# Baring teeth



## DanaRuns (Sep 29, 2012)

Yes, this is abnormal behavior. Your puppy is afraid you're going to hurt him. Also when he comes to you, rolling over and wagging his tail is sometimes submissive behavior. He comes, but he's nervous, so he rolls over and wags his tail to tell you he is no threat.

Are you too rough with him? Have you ever hit him?


----------



## Jillians2211 (Dec 2, 2019)

I have never hit him, and I am don’t even play rough with him. I’m very gentle when I handle him, always. I honestly don’t think he is scared of me at all.


----------



## DanaRuns (Sep 29, 2012)

Maybe it's play, I don't know. But baring teeth is usually a warning.


----------



## Prism Goldens (May 27, 2011)

I'm wondering if he is a smiler- I have a girl whose grandmother is a smiler, and when she was young I noticed she too smiled at play.. so I did as her grandmom's owner did and gave her a signal for it, and now she smiles on command.


----------



## jeffscott947 (Jun 9, 2019)

Is it possible that he is "smiling"? My Golden Puppy smiles alot.


From the net:


----------



## puddles everywhere (May 13, 2016)

I'm with Dana on the submissive behavior on the approach. But I also had a golden that smiled. She was a rescue and no one would go near her.. this was my 1st golden. She curled that lip up and I just giggled and asked if she wanted to come home with me. Sweet precious Annie was by my side every minute for the next 5 yrs before her liver shut down. 

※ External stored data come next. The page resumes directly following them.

PR #248, opened 2024-02-05
exception handling for Cypress

ScriptingShrimp:
copied exception handling (from kiali/kiali) to handle unsuccessful API calls 

I came across this error in Jenkins pipeline , this should fix that.

> Error Message
> The following error originated from your application code, not from Cypress. It was caused by an unhandled promise rejection.    > Request failed with status code 403  When Cypress detects uncaught errors originating from your application it will automatically fail the current test.  This behavior is configurable, and you can choose to turn this off by listening to the `uncaught:exception` event.  https://on.cypress.io/uncaught-exception-from-application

At 9 weeks this pup has only been at your house about a week, they have lost everything that is familiar, their siblings and their entire support group. The world is very overwhelming, the lip curl may just be a part of the "I'm nervous" body language she is already showing you. I prefer to see a more confident, strong willed pup but with a little help, she will become more comfortable.

When you call her to you try squatting down and have a treat. Be positive but not over nurturing when she is rolling over. Let her get back up on all 4's then go crazy to see her. You want to reward the positive not encourage the frightened. Help all her new events be very positive to help build some confidence.


----------



## Maggie'sVoice (Apr 4, 2018)

I've also had a couple goldens who would smile. Maggie likes to bare teeth when we play with her paws. I try to grab them and she's fat with pulling them away. Then she'll last down and stretch out her front legs to new like go ahead and try and touch them with teeth bared. It's hysterical and if I lay my hand out she bares teeth Anna paws my hand hard and leaves it there like ok you can have my paw. And when done, she give me both paws so I can handle then and she's normal like we didn't even play.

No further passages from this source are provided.